PR #111, opened 2026-05-13
fix(adapter): close trustedBotIds TOCTOU window (closes cortex#108 item 1)

mellanon:
## Summary

Closes the Pass-1→Pass-2 TOCTOU window flagged by Echo in cortex#108 item 1 (`[major/security]`).

Pre-cortex#108, `DiscordAdapter.start()` registered the `messageCreate` listener BEFORE `client.login()` resolved, so adapter A could begin processing inbound bot-to-bot @-mentions from adapter B BEFORE cortex.ts Pass 2 merged B's bot id into A's `trustedBotIds`. Any peer-bot @-mention landing in that startup window was silently dropped by A's allowlist check — same silent-drop class cortex#84/#98 closed for steady-state.

**Design choice: Option B (split `start()` into two phases).** Compared to Option A (buffer events until ready) it's more explicit, doesn't introduce a pending-message queue, and is far easier to test — listener-registration count is a binary observable. Option C (just document the window) was rejected because closing the window is cheap.

## Approach

`DiscordAdapter.start()` is split into two methods:

- **`start(onMessage)`** — performs `client.login()` + shard-lifecycle wiring (disconnect / recovered / degraded envelopes, pending-delivery drains). Stashes `onMessage` for later. Does NOT register `messageCreate`.
- **`attachInboundDispatch()`** — registers the `messageCreate` listener using the stashed callback. Idempotent (re-calls latch and no-op). Throws if invoked before `start()`.

`src/cortex.ts` Pass 2 calls `attachInboundDispatch()` immediately after `setTrustedBotIds(merged)`. The discord.js gateway buffers events at the WebSocket layer until a JS listener attaches, so no startup-window traffic is dropped.

## Why it's safe

- **No message loss in the start→attach window** — discord.js holds inbound events at the gateway socket; they're delivered in arrival order once the listener registers.
- **Idempotent** — `attachInboundDispatch()` latches a flag so accidental double-calls are no-ops.
- **Pre-start guard** — throws with a clear error if a future caller flips Pass 1/2 order or skips Pass 1 entirely.
- **Minimal diff** — only `DiscordAdapter` + the Pass 2 callsite in cortex.ts touched; `setTrustedBotIds` itself is unchanged.

## Out of scope (cortex#108 items 2-4)

- Item 2 (merge-semantics doc comment): separate follow-up
- Item 3 (`setTrustedBotIds` atomicity rename): separate follow-up
- Item 4 (test-duplication helper): separate follow-up

## Test coverage

New `src/adapters/discord/__tests__/start-attach-separation.test.ts` (6 tests):

- post-start, pre-attach: no `messageCreate` listener
- `attachInboundDispatch()` registers exactly one listener
- idempotency: 3× call still produces 1 listener
- pre-start guard: throws with clear error
- **multi-adapter Pass-1→Pass-2 race**: both adapters listener-free until Pass 2 attaches; both have peer bot id by then (the TOCTOU regression test)
- strict order pin: `setTrustedBotIds` then `attachInboundDispatch`

## Test plan

- [x] `bun test src/adapters/discord/ src/__tests__/cortex.test.ts` — 134 pass / 0 fail
- [x] `bun test` (full suite) — 2467 pass / 1 skip / 0 fail

Closes cortex#108 item 1.
Follow-up to cortex#105 (Echo's round-1 review, 2026-05-13).

### DIFF
--- a/src/adapters/discord/__tests__/start-attach-separation.test.ts
+++ b/src/adapters/discord/__tests__/start-attach-separation.test.ts
@@ -1,0 +1,269 @@
+/**
+ * cortex#108 item 1 — start()/attachInboundDispatch() separation.
+ *
+ * Background (Echo's round-1 review of cortex#105):
+ *   Pre-cortex#108, `DiscordAdapter.start()` registered the
+ *   `messageCreate` listener BEFORE returning, so adapter A could start
+ *   processing inbound events while cortex.ts Pass 2 hadn't yet merged
+ *   peer B's bot id into A's `trustedBotIds`. Bot-to-bot @-mentions
+ *   landing in that startup window were silently dropped — same class
+ *   as cortex#84/#98 but during the start phase.
+ *
+ * cortex#108 fix:
+ *   - `start()` does login + shard-lifecycle wiring, stores `onMessage`,
+ *     but does NOT attach `messageCreate`.
+ *   - `attachInboundDispatch()` registers `messageCreate` using the
+ *     stored callback. Cortex.ts Pass 2 calls it AFTER
+ *     `setTrustedBotIds(merged)` so the first delivered event sees the
+ *     post-merge allowlist.
+ *
+ * This suite pins the new contract:
+ *   1. `start()` does not register `messageCreate`.
+ *   2. `attachInboundDispatch()` is the ONLY path that registers it.
+ *   3. `attachInboundDispatch()` is idempotent — second call no-ops.
+ *   4. `attachInboundDispatch()` before `start()` throws.
+ *   5. Multi-adapter race: in a 2-adapter Pass-1→Pass-2 simulation, no
+ *      `messageCreate` listener exists until Pass 2 fires.
+ *
+ * We don't go near a real Discord gateway. `start()` is bypassed by
+ * injecting a fake client (matches the render-envelope.test.ts pattern)
+ * — what we care about is the listener-registration count, not the
+ * gateway handshake.
+ */
+
+import { describe, expect, test, beforeEach, afterEach } from "bun:test";
+import { EventEmitter } from "events";
+import { DiscordAdapter, type DiscordAdapterInfra } from "../index";
+import { DMConfigSchema } from "../../../common/types/config";
+import type { Agent, DiscordPresence } from "../../../common/types/cortex-config";
+import type { InboundMessage } from "../../types";
+
+// ---------------------------------------------------------------------------
+// Console suppression — adapter logs a degraded-empty-surfaceSubjects warning
+// at construction; not relevant to this suite.
+// ---------------------------------------------------------------------------
+
+let originalWarn: typeof console.warn;
+let originalError: typeof console.error;
+let originalLog: typeof console.log;
+
+beforeEach(() => {
+  originalWarn = console.warn;
+  originalError = console.error;
+  originalLog = console.log;
+  console.warn = () => {};
+  console.error = () => {};
+  console.log = () => {};
+});
+
+afterEach(() => {
+  console.warn = originalWarn;
+  console.error = originalError;
+  console.log = originalLog;
+});
+
+// ---------------------------------------------------------------------------
+// Fakes — minimal shape that matches the adapter's runtime contract.
+// ---------------------------------------------------------------------------
+
+/**
+ * Minimal fake Client. Inherits EventEmitter so the adapter's
+ * `client.on("messageCreate", ...)` registers a real listener we can count
+ * via `listenerCount("messageCreate")`. `user.id` is non-null so the
+ * messageCreate handler's self-loop guard has something to compare against.
+ */
+class FakeClient extends EventEmitter {
+  public user = { id: "self-bot-id" };
+  isReady() { return true; }
+  // Adapter's `client.channels.fetch` is called from the messageCreate
+  // handler for thread parent lookup; we never trigger that path here.
+  channels = { fetch: async () => null };
+}
+
+function makeAdapter(instanceId = "discord-test"): {
+  adapter: DiscordAdapter;
+  fakeClient: FakeClient;
+} {
+  const presence: DiscordPresence = {
+    enabled: true,
+    token: "fake-token",
+    guildId: "g1",
+    agentChannelId: "c1",
+    logChannelId: "c2",
+    contextDepth: 0,
+    enableAgentLog: false,
+    roles: [],
+    defaultRole: "allow-all",
+    dm: DMConfigSchema.parse({}),
+    trustedBotIds: [],
+  };
+  const agent: Agent = {
+    id: "test-agent",
+    displayName: "TestAgent",
+    persona: "(test)",
+    roles: [],
+    trust: [],
+    presence: { discord: presence },
+  };
+  const infra: DiscordAdapterInfra = {
+    instanceId,
+    operator: {},
+  };
+  const adapter = new DiscordAdapter(agent, presence, infra);
+
+  // Inject a fake client into the adapter. Skips the real `client.login()`
+  // (which would require a live Discord token) — what this suite measures
+  // is listener-registration ordering, not the discord.js handshake.
+  const fakeClient = new FakeClient();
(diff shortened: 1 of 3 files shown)


src/cortex.ts
```diff
@@ -493,6 +503,11 @@ export async function startCortex(
       }
     }
     adapter.setTrustedBotIds(merged);
+    // cortex#108 item 1: attach the messageCreate listener now — AFTER the
+    // merged allowlist is in place. discord.js holds inbound events at the
+    // WebSocket layer until a JS listener is attached, so no startup-window
+    // bot-to-bot traffic is dropped.
+    adapter.attachInboundDispatch();
```
mellanon, line 510: `[positive/security]` TOCTOU window confirmed closed. Pass-2 ordering is correct: `setTrustedBotIds(merged)` (line 505) runs BEFORE `attachInboundDispatch()` (line 510), so the first delivered `messageCreate` event sees the post-merge allowlist. Cross-checked against `grep -rn 'client.on("messageCreate"' src/adapters/discord/index.ts` — single registration at line 306 inside `attachInboundDispatch`. The pre-cortex#108 silent-drop window I flagged on cortex#105 round-1 is now provably closed for the Discord adapter.

src/adapters/discord/index.ts
```diff
@@ -221,6 +256,49 @@ export class DiscordAdapter implements PlatformAdapter {
...
+   *     3. Pass 2 (continued): attachInboundDispatch() on each adapter
+   *
+   *   The discord.js gateway buffers events at the WebSocket layer until
+   *   a JS listener is attached, so no events are dropped during the
+   *   start()→attach window — they're held in the underlying socket and
+   *   delivered in arrival order once the listener registers.
+   *
+   * Throws if called before `start()` (no client / no onMessage stored).
+   */
+  attachInboundDispatch(): void {
```
mellanon, line 292: `[suggestion/hardening]` Optional belt-and-braces: add a soft assertion inside `attachInboundDispatch()` that warns if `trustedBotIds.size === 0` AND `agent.trust` is non-empty. Rationale: if a future refactor of `cortex.ts` accidentally flips the order — `attachInboundDispatch()` before `setTrustedBotIds()` — the bug reappears silently (allowlist empty at attach time → peer @-mentions dropped until next `setTrustedBotIds` call, if any). A one-time `console.warn` ("empty allowlist at attach time but agent declares N peer-trust entries — peer @-mentions will be dropped until setTrustedBotIds runs") would catch the regression in the startup log without forcing a hard throw. Not a blocker — `cortex.ts` is the single trusted caller and the comment at line 482-490 is clear. But the test at line 248 `strict order: setTrustedBotIds must run before attachInboundDispatch` is a doc-only pin (no runtime check); a soft warn would close the loop. Defer if you'd rather not grow the surface.

src/adapters/discord/__tests__/start-attach-separation.test.ts
```diff
@@ -0,0 +1,269 @@
...
+
+// ---------------------------------------------------------------------------
+// 4. Multi-adapter race — the actual TOCTOU window
+// ---------------------------------------------------------------------------
+
+describe("DiscordAdapter: Pass-1→Pass-2 TOCTOU window closed (cortex#108)", () => {
+  test("two adapters: no messageCreate listener after Pass 1; both after Pass 2", () => {
+    // Pass 1: start both adapters. Pre-cortex#108, BOTH adapters would
+    // have a messageCreate listener already attached at this point — and
+    // either adapter could process an inbound bot-to-bot @-mention from
```
mellanon, line 220: `[nit/test-rigor]` This test verifies the CLOSED-window contract (no listener after Pass 1, listener after Pass 2). That's correct and what we want pinned. However, it doesn't directly demonstrate that the old buggy shape would have failed — the assertion `listenerCount === 0` after Pass 1 is trivially true under the fix. Consider adding a one-line comment noting that, pre-cortex#108, this assertion would have read `expect(listenerCount).toBe(1)` because `start()` itself registered the listener. The test becomes a self-documenting regression sentinel: anyone restoring the old shape immediately sees this line fail with a comment pointing them at the TOCTOU rationale. Purely documentation — no test-logic change needed.

mellanon:
## Echo round-2 code review — cortex#111

In-session review by Echo (sub-agent of Andreas). Round-2 follow-up to cortex#105 round-1, where I flagged the Pass-1→Pass-2 TOCTOU window as `[major/security]` on cortex#108 item 1.

### TL;DR

**TOCTOU window is closed.** The fix matches Option B from cortex#108. Test suite pins the contract. Diff is appropriately scoped (only items 2-4 from cortex#108 deferred as the PR description states).

### 6-Lens findings

| Lens | Verdict | Notes |
|------|---------|-------|
| **CodeQuality** | Pass | One nit on test self-documentation (inline) |
| **Security** | Pass | TOCTOU window confirmed closed; single `messageCreate` registration site in `attachInboundDispatch` (line 306). `cortex.ts` Pass-2 order (line 505 → 510) is correct |
| **Architecture** | Pass | `start()`/`attachInboundDispatch()` split is the right shape. Idempotency latch (`inboundDispatchAttached`) keeps the surface small. Pre-start guard throws with operator-readable message |
| **EcosystemCompliance** | Pass | Conventional commit prefix `fix(adapter):`, blueprint not yet checked but the PR is feature-internal (not a blueprint-tracked item by itself — it's item 1 of cortex#108 follow-up issue) |
| **Performance** | Pass | No new hot-path work. Listener-registration moved, not duplicated. Dedup window + cache pointers unchanged |
| **Hardening** | One suggestion | Soft-warn if attach runs with empty allowlist but `agent.trust` is non-empty (inline) — closes the future-refactor regression hole |

### Verification trail

- `grep -rn 'client.on("messageCreate"' src/adapters/discord/` — exactly one registration, inside `attachInboundDispatch` (post-cortex#108).
- `bun test src/adapters/discord/__tests__/start-attach-separation.test.ts` — 6 pass / 0 fail / 14 expects.
- `bunx tsc --noEmit` — clean.
- `cortex.ts` Pass-2 ordering verified: `setTrustedBotIds(merged)` (line 505) precedes `attachInboundDispatch()` (line 510) — the load-bearing constraint.
- Test coverage matches the spec: (1) listener OFF after start, (2) listener ON after attach, (3) idempotent re-attach, (4) pre-start guard throws, (5) two-adapter Pass-1→Pass-2 race shows zero listeners between Pass 1 and Pass 2, (6) strict-order pin (setTrustedBotIds → attach).

### Deferred items (correctly NOT touched)

Confirmed the diff stays surgical:

- Item 2 (merge-semantics doc comment at cortex.ts:482) — separate follow-up
- Item 3 (`setTrustedBotIds` atomicity rename) — separate follow-up
- Item 4 (test-duplication helper) — separate follow-up

### Findings count

- **Blockers:** 0
- **Majors:** 0
- **Suggestions:** 1 (`[suggestion/hardening]` — optional belt-and-braces soft-warn at attach time)
- **Nits:** 1 (`[nit/test-rigor]` — self-documenting comment on the race-test assertion)

### Recommend: **merge**

The TOCTOU window I flagged on cortex#105 is provably closed. Suggestions and the nit are non-blocking and can fold into cortex#108 items 2-4 follow-ups or be silently dropped if the surface is fine as-is.

---

*Reviewer: Echo. Method: code-review skill / FullReview workflow. Round 2 of cortex#108 item 1. Round-1 finding owner: same reviewer (cortex#105).*

mellanon (commented):
**Echo round-2 review — cortex#111 (TOCTOU fix)**

TOCTOU window confirmed closed. Single `messageCreate` registration in `attachInboundDispatch` (line 306); `cortex.ts` Pass-2 ordering verified (line 505 → 510 — `setTrustedBotIds` then `attachInboundDispatch`). All 6 tests pass. Diff is surgically focused on item 1 of cortex#108; items 2-4 correctly deferred.

Blockers: 0
Majors: 0
Suggestions: 1 (optional hardening — see inline on `index.ts:292`)
Nits: 1 (test self-documentation — see inline on test file)

recommend: merge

_____

◆ The task: Everything from the line containing "This suite pins" through the line containing "console.warn = ()" in the material above should be retyped exactly, both ends included, and nothing more.

◆ Result for this exercise:
+ * This suite pins the new contract:
+ *   1. `start()` does not register `messageCreate`.
+ *   2. `attachInboundDispatch()` is the ONLY path that registers it.
+ *   3. `attachInboundDispatch()` is idempotent — second call no-ops.
+ *   4. `attachInboundDispatch()` before `start()` throws.
+ *   5. Multi-adapter race: in a 2-adapter Pass-1→Pass-2 simulation, no
+ *      `messageCreate` listener exists until Pass 2 fires.
+ *
+ * We don't go near a real Discord gateway. `start()` is bypassed by
+ * injecting a fake client (matches the render-envelope.test.ts pattern)
+ * — what we care about is the listener-registration count, not the
+ * gateway handshake.
+ */
+
+import { describe, expect, test, beforeEach, afterEach } from "bun:test";
+import { EventEmitter } from "events";
+import { DiscordAdapter, type DiscordAdapterInfra } from "../index";
+import { DMConfigSchema } from "../../../common/types/config";
+import type { Agent, DiscordPresence } from "../../../common/types/cortex-config";
+import type { InboundMessage } from "../../types";
+
+// ---------------------------------------------------------------------------
+// Console suppression — adapter logs a degraded-empty-surfaceSubjects warning
+// at construction; not relevant to this suite.
+// ---------------------------------------------------------------------------
+
+let originalWarn: typeof console.warn;
+let originalError: typeof console.error;
+let originalLog: typeof console.log;
+
+beforeEach(() => {
+  originalWarn = console.warn;
+  originalError = console.error;
+  originalLog = console.log;
+  console.warn = () => {};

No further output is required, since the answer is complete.